- _WHAT TO WORK ON_
Give the tally of lines in the listing that include "SmellDetector". No other words belong in the answer.

- _RAW DATA_
──────────────────────────────

PR #369, opened 2015-01-16
Refactor SmellRepository.

troessner:
Fixes https://github.com/troessner/reek/compare/refactor-smell-repository?expand=1#diff-df382c1a7be57c0d63dd0813c69367e9L12

### DIFF
--- a/lib/reek/core/smell_repository.rb
+++ b/lib/reek/core/smell_repository.rb
@@ -1,4 +1,5 @@
 require 'reek/smells'
+require 'reek/smells/smell_detector'
 
 module Reek
   module Core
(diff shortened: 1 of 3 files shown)


mvz:
Have you considered `SmellDetector.descendents`?

troessner:
Quite frankly, I did this more for the fun of it without giving it much thought (in my current job I never code) but now that I think of it, I believe I could basically just replace the whole enchilada from above with:

```Ruby
class SmellDetector
  def self.descendants
    ObjectSpace.each_object(Class).select { |klass| klass < self }
  end
end
```

or am I missing something here?.:)

mvz:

──────────────────────────────

- _REPLY_
2